As usual, optional parameters are indicated above by bracketing them between <...>.
All forms of setPointAt
specify the location of the point as x y
<z>. The forms that specify Bezier segments include two other points, cx1 cy1
<cz1> and cx2 cy2 <cz2>, that describe the curvature. The direction of
the curve leaving its start point is tangent to the line from the start point to the
first control point cx1 cy1 <cz1>. The direction of the curve arriving its end
point is tangent to the line from the control point cx2 cy2 <cz2> to the end
point x y <z>.
Example of Creating a Curve With 2D and 3D Segments
The following is the code of the example "Learn - Curve points" that can be found in the Inspector script browser. It creates a path with with five segments and five points. The first segment is a 2D straight line, the next is a 2D Bezier, the next is a 3D straight line, and the fourth segment is a 3D Bezier. Run the example script to see what the curve looks like. To see its shape in 3D hold down the Alt key and drag the mouse on the score area. You can reset the viewing angle by running the "Reset orientation" script in the Tools section of the script browser.
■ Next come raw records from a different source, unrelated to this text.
PR #426, opened 2022-06-29
Set median box plot line stroke to black

GSGerritsen:
## Status
- [x] **Ready**

## Description
One possible solution to [DEV-7001](https://linear.app/onecodex/issue/DEV-7001/custom-plots-box-plot-bug-alpha-diversity-group-by) - if we set the stroke color for the median line in the box plot, then at least a visible horizontal line will display for this edge case.

How the edge case mentioned in the linear issue would look:
Screen Shot 2022-06-28 at 10 13 37 PM

How it would affect normal boxes:
Screen Shot 2022-06-28 at 10 12 53 PM

**Alternate solution**: if we don't want to change the aesthetics of the box plot (current can be seen in linear issue), we could issue a warning at the top of the page along the lines of "box won't render on duplicate data". We do a similar warning for an empty box already.

Also fixed a random typo I found ("categroy" -> "category")

cc @clausmith @jairideout for thoughts

### DIFF
--- a/onecodex/viz/__init__.py
+++ b/onecodex/viz/__init__.py
@@ -120,7 +120,7 @@ def configure_onecodex_theme(altair_module=None):
 
         altair_module.renderers.enable(
             "altair_saver",
-            fmts=["html", "svg"],
+            fmts=["html"],
             embed_options=VEGAEMBED_OPTIONS,
             vega_cli_options=["--loglevel", "error"],
             stderr_filter=stderr_filter,
--- a/onecodex/viz/__init__.py
+++ b/onecodex/viz/__init__.py
@@ -68,7 +68,7 @@ def onecodex_theme():
         "config": {
             "range": {
                 "heatmap": list(reversed(onecodex_palette)),
-                "categroy": DEFAULT_PALETTES["ocx"],
+                "category": DEFAULT_PALETTES["ocx"],
                 "ramp": list(reversed(onecodex_palette)),
             },
             "area": {"fill": OCX_DARK_GREEN},
--- a/onecodex/viz/__init__.py
+++ b/onecodex/viz/__init__.py
@@ -120,7 +120,7 @@ def configure_onecodex_theme(altair_module=None):
 
         altair_module.renderers.enable(
             "altair_saver",
-            fmts=["html"],
+            fmts=["html", "svg"],
             embed_options=VEGAEMBED_OPTIONS,
             vega_cli_options=["--loglevel", "error"],
             stderr_filter=stderr_filter,
--- a/tests/test_viz.py
+++ b/tests/test_viz.py
@@ -6,7 +6,7 @@ pytest.importorskip("numpy")  # noqa
 pytest.importorskip("pandas")  # noqa
 
 import numpy as np
-
+import math
 from onecodex.exceptions import OneCodexException, PlottingException, PlottingWarning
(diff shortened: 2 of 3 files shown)


tests/test_viz.py
```diff
@@ -93,7 +93,7 @@ def test_plot_metadata_alpha_diversity_with_nans(ocx, api_data):
     with mock.patch.object(SampleCollection, "alpha_diversity", return_value=mock_alpha_div_values):
         chart = samples.plot_metadata(vaxis="shannon", return_chart=True)
 
-    assert chart.data["shannon"].tolist() == [5.2120437645419395]
+    assert chart.data["shannon"].tolist() == [5.212043764541939]
```
petraszd, line 96: That is example of a bad test. Comparing floats is dangerous. Probably CPU acts slightly differently on ARM versus x86.

```python
shannon_result = chart.data["shannon"].tolist()
assert len(shannon_result) == 1
assert math.isclose(shannon_result[0], 5.212043764541939)
# Or
assert shannon_result[0] == pytest.approx(5.212043764541939)
```

GSGerritsen:
> @GSGerritsen nice fix! I'm personally okay with the new aesthetics of the boxplots. Would you mind testing what it looks like when only one sample (i.e. data point) is present in the boxplot? I wonder if your fix will make the median line display for that case too. It's not necessary in order to merge this, but it'd be nice to check because we could remove that "empty box" warning and some data munging code.

@jairideout I think that is what will happen:
Screen Shot 2022-06-30 at 9 54 48 AM

I could make an issue to remove the code you mentioned? I see the one block in `plot_metadata` but not sure what else would need to be removed so probably easier to do in a separate, small PR.

tests/test_viz.py
GSGerritsen: Thanks for catching this! Updated to your suggestion.

jairideout:
@GSGerritsen 

> I could make an issue to remove the code you mentioned? I see the one block in plot_metadata but not sure what else would need to be removed so probably easier to do in a separate, small PR.

Thanks for testing it out! A separate issue/PR is fine. It should just be the code in `plot_metadata()`, and maybe a unit test that needs to be updated since the warning won't be raised anymore.

onecodex/viz/__init__.py
```diff
@@ -120,7 +120,7 @@ def stderr_filter(line):
 
         altair_module.renderers.enable(
             "altair_saver",
-            fmts=["html", "svg"],
```
GSGerritsen, line 123: @clausmith wanted to check with you on this one: a test was failing on this PR and Jai pointed this out to me as something Scott is also doing to get CI on his PR to pass. Do you know if it's okay to remove this here?

safay: I encountered a similar failing test, and spent a bit of time down a rabbit hole with googling and trial and error wrangling altair and notebook rendering deps, but couldn't resolve it with updating deps. In the end, the only thing I could get to work was changing this line to `fmts=["html"]`, which allowed the tests to pass.

The test that was failing for me was `test_html_report_generation()` in `tests/test_reports.py`, looking for the `vega-embed` text in the html doc.

@clausmith How can we update the PDF render functionality tests to make sure they cover the cases you're thinking of?

jairideout: fixed upstream and rebased

jairideout (approved):

PR #434, opened 2022-10-25
return additional data for distance plot

alenajk:
## Status
- [x] **Ready**

## Description
For custom plots exports, we need additional data to be passed from the client library to mainline for use in generating csv/xlsx formatted plot data

## Related PRs
- [x] Please see the following related PRs:
Mainline PR to follow

### DIFF
--- a/onecodex/viz/_distance.py
+++ b/onecodex/viz/_distance.py
@@ -82,7 +82,7 @@ class VizDistanceMixin(DistanceMixin):
             "labels_in_order": labels_in_order,
         }
 
-    def plot_distance(
+    def _plot_distance(
         self,
         rank=Rank.Auto,
         metric=BetaDiversityMetric.BrayCurtis,
@@ -96,7 +96,8 @@ class VizDistanceMixin(DistanceMixin):
         width=None,
         height=None,
     ):
-        """Plot beta diversity distance matrix as a heatmap and dendrogram.
+        """'Private' method that accompanies `plot_distance` so we can return chart data as well as
+        concat_chart, for use in creating data exports.
 
         Parameters
         ----------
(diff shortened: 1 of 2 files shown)


onecodex/viz/_distance.py
```diff
@@ -221,7 +221,7 @@ def plot_distance(
         open_links_in_new_tab(concat_chart)
 
         if return_chart:
-            return concat_chart
+            return concat_chart, chart.data
```
jairideout, line 224: This'll break backwards compatibility for existing users of the client library. Is there a way to access the data with `concat_chart.data`?

alenajk: @jairideout Hmm..Unfortunately no, it's not available via `concat_chart`. I suppose we could add a method that is a duplicate of this method that returns `chart.data` instead, but that's a lot of duplicate code. Do you have other ideas for how best to handle it?

jairideout: I would double-check with @clausmith or @Keats on this, but we probably don't want to make a backwards incompatible change to the `plot_distance()` method because things could stop working for existing users (e.g. in notebooks or their own custom workflows).

One way to solve this is by moving all of the logic in `plot_distance()` into a "private" method (e.g. `_plot_distance()`) that returns `concat_chart` and `chart`. Then `plot_distance()` can call `_plot_distance()` and the logic won't be duplicated. On the Custom Plots side, we could use `_plot_distance()` to get the data we need for exports.

alenajk: @jairideout That sounds good to me.
@Keats @clausmith How does the above sound to you both?

alenajk: Update: I found a way to access the data, actually! So this change isn't needed anymore.

alenajk:
Found a way to access the data without making any client library changes after all

PR #438, opened 2022-12-13
Add test for visual differences in report generation

audy:
## Status

- [x] **Ready**

## Description

* Add Github workflow to run a visual diff on generated PDF report. The workflow will now fail if the generated report PDF has visual changes. A PDF for the expected, generated and diff is now uploaded as a GitHub artifact during test runs
* Add `ONE_CODEX_DO_NOT_INSERT_DATE` option to report generation (needed to skip inserting the date which would break visual diffs)

## Related PRs

- [x] This PR is independent

## TODOs

- [x] Tests


notebook_examples/example.ipynb
```diff
@@ -35,14 +37,19 @@
...
-    "    color=\"lightblue\",\n",
-    "    interpolate='step-after',\n",
-    "    line=True\n",
-    ").encode(\n",
-    "    x='date',\n",
-    "    y='price'\n",
-    ").transform_filter(alt.datum.symbol == 'GOOG')\n"
+    "\n",
+    "with warnings.catch_warnings():\n",
+    "    warnings.filterwarnings(\"ignore\", message=\"iteritems is deprecated and will be removed in a future version. Use .items instead.\")\n",
```
audy, line 42: had to catch this because it shows up in the report. I could add the warning to the ground truth but the warning has a timestamp in it that always shows up in the diff.

onecodex/notebooks/exporters.py
```diff
@@ -91,8 +91,9 @@ def from_notebook_node(self, nb, resources=None, **kw):
         elif "metadata" not in resources:
             resources["metadata"] = {}
 
+        do_not_insert_date = os.environ.get("ONE_CODEX_DO_NOT_INSERT_DATE") == "True"
```
alenajk, line 94: Double negative could be confusing - would it be clearer to just use INSERT_DATE instead of DO_NOT_INSERT_DATE?

audy: Good point. Fixed.

tests/test_reports.py
```diff
@@ -51,3 +87,8 @@ def test_pdf_report_generation(capsys, nb, nb_config):
 
     # Check no stderr from vega CLI or similar
     assert capsys.readouterr().err == ""
+
+    # copy test report to $pwd so that it can be uploaded to github as an
+    # artifact
+    with open("test-report-generated.pdf", "wb") as handle:
```
jairideout, line 93: can you add `test-report-generated.pdf` to `.gitignore`? might want to also add `test-report-diff.pdf` in case someone runs the differ locally

jairideout (approved):

PR #441, opened 2023-04-04
add retry/backoff for 429s

alenajk:
## Status
- [x] **Ready**

## Description
Add retry and backoff for 429s

## Related PRs
- [x] This PR is independent

### DIFF
--- a/onecodex/api.py
+++ b/onecodex/api.py
@@ -43,7 +43,6 @@ class Api(object):
         load_extensions=True,
         **kwargs
     ):
-
         if base_url is None:
             base_url = os.environ.get("ONE_CODEX_API_BASE", "https://app.onecodex.com")
             if base_url != "https://app.onecodex.com":
@@ -111,8 +110,8 @@ class Api(object):
             total=3, backoff_factor=4, method_whitelist=False, status_forcelist=[429]
         )
         adapter = HTTPAdapter(max_retries=retry_strategy)
-        self._session.mount('http://', adapter)
-        self._session.mount('https://', adapter)
+        self._session.mount("http://", adapter)
+        self._session.mount("https://", adapter)
 
         self._copy_resources()
 
--- a/onecodex/api.py
+++ b/onecodex/api.py
@@ -107,7 +107,7 @@ class Api(object):
 
         # Set backoff / retry strategy for 429s
         retry_strategy = Retry(
-            total=3, backoff_factor=4, method_whitelist=False, status_forcelist=[429]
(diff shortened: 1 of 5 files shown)


onecodex/api.py
```diff
@@ -103,6 +105,15 @@ def __init__(
         )
         self._client._fetch_schema(cache_schema=cache_schema)
         self._session = self._client.session
+
+        # Set backoff / retry strategy for 429s
+        retry_strategy = Retry(
+            total=3, backoff_factor=4, method_whitelist=False, status_forcelist=[429]
```
jairideout, line 111: We should probably add 502 and 503 codes to the list

onecodex/api.py
```diff
@@ -103,6 +105,15 @@ def __init__(
         )
         self._client._fetch_schema(cache_schema=cache_schema)
         self._session = self._client.session
+
+        # Set backoff / retry strategy for 429s
+        retry_strategy = Retry(
```
jairideout, line 110: I think the retry code in `onecodex/lib/upload.py` can be removed now that we have retries being set here

onecodex/api.py
```diff
@@ -103,6 +105,15 @@ def __init__(
         )
         self._client._fetch_schema(cache_schema=cache_schema)
         self._session = self._client.session
+
+        # Set backoff / retry strategy for 429s
```
jairideout, line 109: It'd be nice to have a unit test for the retry logic. `test_callback_retry_handling()` could be used as an example (it's testing upload retries)

jairideout: Actually if we remove the retry logic from `onecodex/lib/upload.py`, the existing test is probably good enough

alenajk: So, the test was using a mocked version of `session` so it was failing when I removed retry code in `onecodex/lib/upload.py` - I replaced that test with a test in `test_api_models` though

tests/test_api_models.py
```diff
@@ -23,7 +23,17 @@ def test_api_creation(api_data):
...
+
+
+def test_retries_set_on_client_session(api_data):
+    ocx = Api(
+        api_key="1eab4217d30d42849dbde0cd1bb94e39",
+        base_url="http://localhost:3000",
+        cache_schema=False,
+    )
+
+    assert ocx._session.adapters["http://"].max_retries.total == 3
```
jairideout, line 35: nit: it'd be nice to also test that it's set for https (that's the one we care the most about) and that `ocx._client.session` has retries set (that object path is used by the upload module & other places in the library)

jairideout (approved):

clear(); rotate( 0, -70, -10); center(); zoom(); //Create a curve addCurve(1000); //Point number 0 //Location x0 = -2, y0 = 1 //run("setPointAt current 0 -2 1"); setPointAt("current", 0, -2, 1,0); //Draw a 2D straight segment from point number 0, to //point number 1, which is at (x1,y1) = (-2,3) //run("setPointAt current 1 -2 3"); setPointAt("current", 1, -2, 3,0); //Draw a 2D bezier segment from point number 1, to //point number 2, which is at (x2,y2) = (2,3) //Segment start is tangent to a line from (x1,y1) to (x1+2, y1+2) //Segment end is tangent to a line from (x2,y2) to (x2+0,x2+3) setPointBezierAt("current", 2, 2, 3,0, +2, +2,0, +0,+3,0 ); //Draw a 3D Straight segment from point number 2, to //point number 3, which is at (x3,y3,z3) = (0,2,1) setPointAt("current", 3, 0,2, 1); //Draw a 3D bezier segment from point number 3, to //point number 4, which is at (x4,y4,z4) = (-2,-1,0) //Start tangent to a line from (x3,y3,z3) to (x3+0,y3-1,z3+2) //End tangent to a line from (x4,y4,z4) to (x4+4,x4+0,z4+0) run("setPointAt current 4 -2 -1 0 +0 -1 +2 +4 +0 +0"); //Add a cursor on the curve run("add cursor 1"); run("setCurve current lastCurve"); run("setSpeed current auto 10");
External Control of Geosonix using MIDI
As discussed above, any script may contain an onCreate function to define a score. Most of the example scripts contain only an onCreate function to build the score.
However, a script may also contain a function called onMessage(protocol, host, port, destination, param) that is called each time Geosonix receives an external message (midi, osc, etc.)
In the onMessage function, provide JavaScript code that maps message parameters to Geosonix commands.